# color combos..need help



## MyOldGoat (Jan 15, 2012)

HI, I have a documented 3 option tri-power car that is almost ready for paint. I am going with the original marina turquoise but I have a questions about the interior. I know black is "THE" color for interiors, and mine is turquoise. The seats only have to be washed up and a little bit of pipping replaced. Since I have never seen this color comb, my question is for those that have, what do you think about it? I like to be different, but I can't tell how bright the interior will be by just looking at the seats. Does anybody think this color will burn eyes out. I guess if it wasn't a popular color I'll keep it, but I'm open for view points. As a side note, the only options the car has besides the tri-power is radio push button, custome font/rear seatbelts and exhaust extensions. It seems it was just a basic order for the dealer. I don't have the 3 spd manual, it was replaced with a m-21. Thanks again


----------



## facn8me (Jul 30, 2011)

Hmmm... Parchment is "THE" color of interiors for me..... Check out ultimategto.com.
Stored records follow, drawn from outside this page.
PR #3647, opened 2018-02-15
Workaround SDL generating extraneous keydown events when switching to fullscreen.

### LINKED ISSUE #3631: Switching from window to fullscreen fails when mouse not over the window
When the game is windowed and the mouse cursor is not over the window, pressing `"Toggle fullscreen"` (F11) doesn't switch to fullscreen. It works fine when the mouse cursor is over the window.

jostephd:
Add an ugly workaround for an SDL bug which is not fixed yet.

Fixes #3631.

Thanks to @Hacklin for debugging and reviewing earlier versions of this
patch.

### DIFF
--- a/source/main.cpp
+++ b/source/main.cpp
@@ -274,14 +274,25 @@ int main(int argc, char *argv[])
 				{
 					// Toggle full-screen mode. This will generate a window size
 					// change event, so no need to adjust the viewport here.
-					isFullscreen = !isFullscreen;
-					if(!isFullscreen)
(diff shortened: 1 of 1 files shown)


jostephd:
It does not: I can reproduce the original problem both at 610088 and at its parent dafe0599.

endless-sky:
Give f385735 a try. (I'm trying to avoid a solution that depends on the granularity of time().)

jostephd:
It works now, thanks!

You can search by color and year for pics.


----------



## FlambeauHO (Nov 24, 2011)

I'd keep it original but definitely check out some pics first to make sure you like it.


----------



## ALKYGTO (Mar 29, 2010)

Yeah, black is HOT in the summer and really does'nt do the beautiful interiors on these cars justice IMO.


----------



## Roger that (Feb 6, 2010)

One of the things I like about 1950s and 60s cars were their colorful interiors, which you dont see in todays cars.


----------



## chuckha62 (Apr 5, 2010)

If my car's color (Silverglaze) looked good with ANY color other than black, I'd change it over! If I were you, I'd go back original. Other than that, Parchment is the color that looks best with your car, IMO.

Chuck


----------



## Eric Animal (Oct 28, 2007)

Leave it original or go with Parchment! It will really POP with M'turquoise! Eric


----------



## Rukee (Feb 8, 2007)

:agree looks awesome.


----------



## MyOldGoat (Jan 15, 2012)

Thanks guys...theres so much to think about. I got off the phone with Ames and they told me neither UPI or Legendary carry headliners in turquoise. They ended up sending me color samples from both companies. Right now I'm really leaning towards removing and saving the original skins and then sitting down to pick a color after the body is painted. I see what you guys are saying about parchment it does look sharp. BTW keep an eye out for pics of my car...I just got it home from storage and I am gonna start workin on it...after looking at the pictures here I couldn't wait until this summer to start on it


----------



## Eric Animal (Oct 28, 2007)

Yeah!!!! PICS ! :cheers :willy:


----------